Nguyen Quoc Cuong, who served as Vietnam's ambassador from 2011 to 2014, says he had observed McCain, with whom he met publicly and privately, instil the importance of bilateral ties to his younger colleagues in the Senate.

Former South Vietnam soldier Lam Q Bui pays his respects to John McCain and US military personnel at the Vietnam war memorial in Phoenix, Arizona, on August 27, 2018. Photo: EPA

"He intentionally brought young senators with him on his visits to Vietnam in hopes they would be bridges for the relations between the two countries after he passed away," he says.

McCain, Cuong says, would even bring visitors to a monument in commemoration of his capture, featuring a statue of McCain in his flight suit kneeling with his arms in the air. "Senator McCain was very proud of his statue," Cuong says.

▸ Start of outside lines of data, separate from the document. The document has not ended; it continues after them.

PR #772, opened 2025-09-02
PPL Language Support part 2

idastambuk:
This adds language (syntax highlighting and suggestions) support for the remainder of PPL commands: 
joinCommand

- renameCommand
- statsCommand
- grokCommand
- patternsCommand
- lookupCommand
- kmeansCommand
- adCommand
- mlCommand
- fillnullCommand
- trendlineCommand
- appendcolCommand
- expandCommand
- flattenCommand
- reverseCommand

### DIFF
--- a/package.json
+++ b/package.json
@@ -62,7 +62,7 @@
     "@types/prismjs": "1.26.5",
     "@types/react": "^18.3.12",
     "@types/react-test-renderer": "19.1.0",
-    "@types/semver": "^7.7.0",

Vietnam's current friendship with the US is easy to rationalise against the backdrop of Hanoi's pre-existing rhetoric, according to Carl Thayer, an emeritus professor at the University of New South Wales and an expert on Vietnam.

"During the war Vietnam's official line was to draw a distinction between the 'peace-loving American people' and the warmongers in the White House," he says.

Nguyen Duc Gan, a 70-year-old North Vietnamese army veteran, says he did not hold McCain's wartime service against him. Gan was captured by South Vietnam not long after McCain was seized by the north, and would spend five years imprisoned under similar conditions, including torture, until both men were freed in 1973 after the signing of the Paris Peace Accords.

"He was a soldier like me, so he had to obey orders from his seniors," Gan says, adding that killing is an "inevitable" part of any war. McCain's actions after the war, he says, mattered more.

John McCain speaks after receiving the Liberty Medal in 2017. Photo: AP

Thayer explained that McCain's willingness to bury the hatchet with Vietnam despite being a former POW was a big part of his appeal.

"Senator McCain's strong support for reconciliation and engagement with Vietnam, his high profile in America, and his lack of bitterness about his captivity endeared him to the Vietnamese public," he said.

Vietnam today looks to the US to counter Chinese ambitions in the region, particularly in the South China Sea.

McCain, always known for his hawkish foreign policy, was an avid advocate of partnering with Vietnam to contain a rising China. It would not be until the Obama administration's "pivot to Asia", however, that deepening defence ties with Hanoi would become a priority.

"It was only in October 2008 that Vietnam and the US conducted their first strategic dialogue on political, security, defence and humanitarian cooperation issues in Hanoi," Thayer says.

Of particular interest to the Vietnamese government, and of McCain, was scrapping an American ban on the sale of lethal military equipment to Vietnam.

John McCain (bottom right) poses with his US navy squadron in 1965. Photo: Reuters

Nguyen Chi Tuyen, a prominent dissident blogger, says the senator spoke to him about the ban during a May 2015 meeting in Hanoi. He recalled McCain asking Tuyen and the other dissidents gathered at the ambassador's residence whether lifting the ban would worsen the human rights situation in Vietnam.

"We all told him to lift the ban, that the country's national interests are more important than us," Tuyen recalls. A year later, in the twilight of McCain's life, the embargo - the last remaining wartime sanction in place - was lifted.

What will become of the arms sales, Thayer says, is the first "real test" of bilateral defence ties. "Now the ball is in Vietnam's court. Will it begin to make substantial purchases of US military equipment, technology and weapons?"

Thus far, the US has publicly sold a coastguard cutter and several patrol boats to Vietnam, while President Donald Trump has expressed a willingness to sell more.

Gan, the Vietnamese war veteran, says he imagined the senator would have likely done even more for Vietnam if given the chance. "I wish he could live longer to make more contributions to the friendship between the US and Vietnam."